**What is required:** Go through the material and copy each line that includes "Jumbotron".

**Supplied entries:**
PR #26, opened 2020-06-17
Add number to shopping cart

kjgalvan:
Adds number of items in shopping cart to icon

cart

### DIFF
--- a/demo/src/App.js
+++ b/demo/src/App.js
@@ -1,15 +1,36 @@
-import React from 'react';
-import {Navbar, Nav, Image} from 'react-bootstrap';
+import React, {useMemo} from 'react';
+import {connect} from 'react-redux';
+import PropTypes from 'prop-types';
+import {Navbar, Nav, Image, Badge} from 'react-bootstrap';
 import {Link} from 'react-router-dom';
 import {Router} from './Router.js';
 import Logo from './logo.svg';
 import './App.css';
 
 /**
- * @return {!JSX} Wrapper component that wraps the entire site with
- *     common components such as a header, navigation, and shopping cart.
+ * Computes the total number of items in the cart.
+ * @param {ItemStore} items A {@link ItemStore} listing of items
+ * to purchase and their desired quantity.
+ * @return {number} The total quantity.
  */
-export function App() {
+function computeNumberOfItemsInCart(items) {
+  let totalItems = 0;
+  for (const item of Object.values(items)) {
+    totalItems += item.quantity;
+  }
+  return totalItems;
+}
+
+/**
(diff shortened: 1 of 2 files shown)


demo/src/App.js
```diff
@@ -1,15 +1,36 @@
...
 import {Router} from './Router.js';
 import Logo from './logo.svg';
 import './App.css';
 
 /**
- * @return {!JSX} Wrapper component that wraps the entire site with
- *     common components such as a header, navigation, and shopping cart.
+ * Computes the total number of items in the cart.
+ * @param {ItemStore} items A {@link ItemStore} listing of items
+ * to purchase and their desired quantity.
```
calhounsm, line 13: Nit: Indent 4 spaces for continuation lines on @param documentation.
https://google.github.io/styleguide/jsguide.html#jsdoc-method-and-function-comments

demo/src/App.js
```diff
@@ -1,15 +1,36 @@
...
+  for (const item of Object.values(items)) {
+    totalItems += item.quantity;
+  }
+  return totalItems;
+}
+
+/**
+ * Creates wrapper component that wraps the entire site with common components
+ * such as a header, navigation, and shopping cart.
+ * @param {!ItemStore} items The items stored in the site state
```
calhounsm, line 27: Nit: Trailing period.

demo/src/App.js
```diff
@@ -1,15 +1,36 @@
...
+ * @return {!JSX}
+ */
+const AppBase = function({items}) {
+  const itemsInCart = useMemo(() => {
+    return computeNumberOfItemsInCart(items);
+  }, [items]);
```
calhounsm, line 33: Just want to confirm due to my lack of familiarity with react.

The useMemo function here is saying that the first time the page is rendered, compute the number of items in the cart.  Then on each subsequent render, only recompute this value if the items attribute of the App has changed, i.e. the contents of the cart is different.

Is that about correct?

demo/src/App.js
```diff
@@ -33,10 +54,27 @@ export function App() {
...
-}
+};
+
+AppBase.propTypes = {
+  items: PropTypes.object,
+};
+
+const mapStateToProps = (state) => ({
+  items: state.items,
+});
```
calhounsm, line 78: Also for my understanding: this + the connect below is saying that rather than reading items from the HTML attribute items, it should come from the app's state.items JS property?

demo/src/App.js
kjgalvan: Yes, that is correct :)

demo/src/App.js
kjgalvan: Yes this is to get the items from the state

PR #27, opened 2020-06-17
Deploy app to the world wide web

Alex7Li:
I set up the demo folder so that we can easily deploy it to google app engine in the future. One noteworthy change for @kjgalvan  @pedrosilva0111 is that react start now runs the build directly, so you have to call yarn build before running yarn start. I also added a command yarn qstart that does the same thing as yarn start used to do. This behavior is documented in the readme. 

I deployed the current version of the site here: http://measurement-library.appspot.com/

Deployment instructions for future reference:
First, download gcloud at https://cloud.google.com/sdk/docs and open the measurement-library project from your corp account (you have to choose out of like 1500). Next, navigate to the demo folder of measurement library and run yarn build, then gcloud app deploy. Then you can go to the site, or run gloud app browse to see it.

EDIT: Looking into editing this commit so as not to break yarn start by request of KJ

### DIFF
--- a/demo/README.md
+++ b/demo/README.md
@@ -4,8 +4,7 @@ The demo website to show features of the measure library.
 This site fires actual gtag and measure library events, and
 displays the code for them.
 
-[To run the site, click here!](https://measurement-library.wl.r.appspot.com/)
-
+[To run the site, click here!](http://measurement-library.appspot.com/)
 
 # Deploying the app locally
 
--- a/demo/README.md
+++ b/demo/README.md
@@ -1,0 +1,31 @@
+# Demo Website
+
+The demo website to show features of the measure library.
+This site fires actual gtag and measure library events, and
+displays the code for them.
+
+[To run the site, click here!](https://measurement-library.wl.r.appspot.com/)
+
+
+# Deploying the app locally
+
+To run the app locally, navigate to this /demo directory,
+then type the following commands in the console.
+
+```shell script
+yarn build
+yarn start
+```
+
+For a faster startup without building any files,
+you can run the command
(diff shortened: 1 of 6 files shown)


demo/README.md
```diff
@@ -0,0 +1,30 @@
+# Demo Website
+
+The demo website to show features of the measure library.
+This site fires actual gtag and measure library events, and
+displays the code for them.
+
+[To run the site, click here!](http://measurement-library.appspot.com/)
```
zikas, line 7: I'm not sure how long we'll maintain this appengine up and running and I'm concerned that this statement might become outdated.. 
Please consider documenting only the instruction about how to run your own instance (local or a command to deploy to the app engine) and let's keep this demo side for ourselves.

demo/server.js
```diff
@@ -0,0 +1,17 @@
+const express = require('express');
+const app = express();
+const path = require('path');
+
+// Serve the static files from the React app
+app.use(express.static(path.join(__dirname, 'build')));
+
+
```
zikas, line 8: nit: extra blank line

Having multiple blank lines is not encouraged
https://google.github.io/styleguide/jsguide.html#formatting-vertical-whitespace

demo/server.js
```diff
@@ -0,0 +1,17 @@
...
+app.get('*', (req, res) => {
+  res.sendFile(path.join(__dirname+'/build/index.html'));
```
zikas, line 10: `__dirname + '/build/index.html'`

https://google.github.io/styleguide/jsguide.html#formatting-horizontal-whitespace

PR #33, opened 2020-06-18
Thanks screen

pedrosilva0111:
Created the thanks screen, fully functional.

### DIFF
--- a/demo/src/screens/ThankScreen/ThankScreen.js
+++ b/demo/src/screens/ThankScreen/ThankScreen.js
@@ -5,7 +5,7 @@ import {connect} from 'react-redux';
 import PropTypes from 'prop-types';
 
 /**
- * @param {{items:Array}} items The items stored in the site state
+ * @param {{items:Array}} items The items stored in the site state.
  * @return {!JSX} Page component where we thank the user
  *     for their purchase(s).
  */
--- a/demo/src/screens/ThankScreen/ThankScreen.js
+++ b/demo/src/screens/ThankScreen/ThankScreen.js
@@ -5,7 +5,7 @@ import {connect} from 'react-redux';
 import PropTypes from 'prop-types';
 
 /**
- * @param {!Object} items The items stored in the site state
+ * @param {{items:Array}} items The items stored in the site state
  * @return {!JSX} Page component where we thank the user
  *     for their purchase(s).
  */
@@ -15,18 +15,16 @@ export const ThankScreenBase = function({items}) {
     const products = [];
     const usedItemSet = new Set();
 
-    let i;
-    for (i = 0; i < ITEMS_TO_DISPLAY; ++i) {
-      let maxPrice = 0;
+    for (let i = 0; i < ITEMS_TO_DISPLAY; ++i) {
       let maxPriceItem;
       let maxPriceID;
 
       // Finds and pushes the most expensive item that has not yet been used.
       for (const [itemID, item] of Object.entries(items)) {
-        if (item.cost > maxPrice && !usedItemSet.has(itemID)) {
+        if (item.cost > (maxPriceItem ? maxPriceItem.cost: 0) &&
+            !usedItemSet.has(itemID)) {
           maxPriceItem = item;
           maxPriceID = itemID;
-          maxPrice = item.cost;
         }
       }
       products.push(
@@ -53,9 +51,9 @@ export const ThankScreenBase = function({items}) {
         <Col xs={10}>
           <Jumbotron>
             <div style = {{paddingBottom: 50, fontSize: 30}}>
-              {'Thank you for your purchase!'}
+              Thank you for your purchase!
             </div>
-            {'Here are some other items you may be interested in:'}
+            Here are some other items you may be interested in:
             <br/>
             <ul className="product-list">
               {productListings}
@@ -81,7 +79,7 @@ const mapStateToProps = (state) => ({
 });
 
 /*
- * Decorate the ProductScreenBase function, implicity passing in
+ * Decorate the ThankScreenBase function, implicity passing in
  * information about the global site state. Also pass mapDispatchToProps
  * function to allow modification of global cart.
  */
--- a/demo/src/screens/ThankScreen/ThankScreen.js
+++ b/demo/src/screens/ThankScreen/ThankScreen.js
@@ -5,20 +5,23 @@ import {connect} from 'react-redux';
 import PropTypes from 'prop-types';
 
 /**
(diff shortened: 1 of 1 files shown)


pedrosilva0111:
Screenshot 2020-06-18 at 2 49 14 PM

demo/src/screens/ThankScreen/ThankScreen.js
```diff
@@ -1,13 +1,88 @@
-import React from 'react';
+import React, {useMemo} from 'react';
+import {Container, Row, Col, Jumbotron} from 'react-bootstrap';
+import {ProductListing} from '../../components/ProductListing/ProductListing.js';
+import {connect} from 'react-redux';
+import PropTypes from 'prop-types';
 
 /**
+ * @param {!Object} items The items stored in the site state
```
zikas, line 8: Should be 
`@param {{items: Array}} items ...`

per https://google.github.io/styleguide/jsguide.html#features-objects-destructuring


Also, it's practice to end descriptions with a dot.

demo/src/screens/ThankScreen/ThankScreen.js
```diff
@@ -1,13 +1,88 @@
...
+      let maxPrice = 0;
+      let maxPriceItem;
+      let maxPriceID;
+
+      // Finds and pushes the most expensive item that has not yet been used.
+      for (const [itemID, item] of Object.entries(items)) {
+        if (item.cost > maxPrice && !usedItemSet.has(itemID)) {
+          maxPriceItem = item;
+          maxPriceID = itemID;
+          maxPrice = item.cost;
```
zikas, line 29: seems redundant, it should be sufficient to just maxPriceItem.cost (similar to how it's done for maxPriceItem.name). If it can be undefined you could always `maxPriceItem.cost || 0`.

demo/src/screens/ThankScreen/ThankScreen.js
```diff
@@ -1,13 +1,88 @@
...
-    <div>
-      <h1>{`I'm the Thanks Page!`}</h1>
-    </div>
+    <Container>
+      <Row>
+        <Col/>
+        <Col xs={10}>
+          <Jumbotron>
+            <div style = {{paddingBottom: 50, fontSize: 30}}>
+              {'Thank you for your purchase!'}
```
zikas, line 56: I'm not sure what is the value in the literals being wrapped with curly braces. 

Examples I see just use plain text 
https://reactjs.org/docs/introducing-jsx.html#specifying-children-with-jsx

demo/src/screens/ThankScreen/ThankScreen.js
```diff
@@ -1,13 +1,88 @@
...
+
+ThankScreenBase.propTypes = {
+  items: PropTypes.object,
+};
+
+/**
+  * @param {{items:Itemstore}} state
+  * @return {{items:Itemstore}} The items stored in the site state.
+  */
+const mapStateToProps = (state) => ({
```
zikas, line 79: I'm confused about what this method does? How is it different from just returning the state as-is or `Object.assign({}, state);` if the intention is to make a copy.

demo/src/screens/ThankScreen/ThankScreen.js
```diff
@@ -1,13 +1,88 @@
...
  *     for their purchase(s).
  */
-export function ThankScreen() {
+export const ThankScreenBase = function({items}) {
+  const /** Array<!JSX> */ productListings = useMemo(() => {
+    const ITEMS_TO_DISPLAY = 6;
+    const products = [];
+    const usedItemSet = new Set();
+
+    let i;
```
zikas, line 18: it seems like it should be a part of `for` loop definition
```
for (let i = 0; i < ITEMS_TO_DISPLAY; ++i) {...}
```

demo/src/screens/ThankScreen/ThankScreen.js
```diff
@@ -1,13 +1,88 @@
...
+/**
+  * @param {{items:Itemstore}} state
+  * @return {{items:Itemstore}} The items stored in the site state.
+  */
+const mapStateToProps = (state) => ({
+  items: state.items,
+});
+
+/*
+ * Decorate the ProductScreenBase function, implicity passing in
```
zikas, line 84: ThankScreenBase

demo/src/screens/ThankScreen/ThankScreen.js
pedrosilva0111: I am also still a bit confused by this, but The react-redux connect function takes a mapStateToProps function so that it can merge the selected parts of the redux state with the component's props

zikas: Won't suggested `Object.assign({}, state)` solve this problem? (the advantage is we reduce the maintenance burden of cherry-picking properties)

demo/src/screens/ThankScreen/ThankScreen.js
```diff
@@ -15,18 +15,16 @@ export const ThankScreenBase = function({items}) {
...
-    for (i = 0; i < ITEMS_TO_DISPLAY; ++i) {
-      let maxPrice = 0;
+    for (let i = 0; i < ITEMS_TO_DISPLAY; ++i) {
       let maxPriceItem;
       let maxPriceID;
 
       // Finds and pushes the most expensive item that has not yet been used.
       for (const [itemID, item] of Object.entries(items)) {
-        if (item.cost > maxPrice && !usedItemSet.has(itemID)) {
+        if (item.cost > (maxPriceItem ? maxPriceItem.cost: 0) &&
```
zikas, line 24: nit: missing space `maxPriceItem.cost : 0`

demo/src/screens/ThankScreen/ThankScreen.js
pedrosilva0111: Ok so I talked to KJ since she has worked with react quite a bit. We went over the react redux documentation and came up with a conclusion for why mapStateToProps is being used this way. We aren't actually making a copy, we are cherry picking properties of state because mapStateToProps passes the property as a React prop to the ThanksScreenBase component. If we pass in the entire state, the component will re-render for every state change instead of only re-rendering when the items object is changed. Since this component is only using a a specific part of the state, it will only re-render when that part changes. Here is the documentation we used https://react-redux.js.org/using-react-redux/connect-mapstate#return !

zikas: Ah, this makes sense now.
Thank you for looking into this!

**Answer space:**
           <Jumbotron>
+import {Container, Row, Col, Jumbotron} from 'react-bootstrap';
+          <Jumbotron>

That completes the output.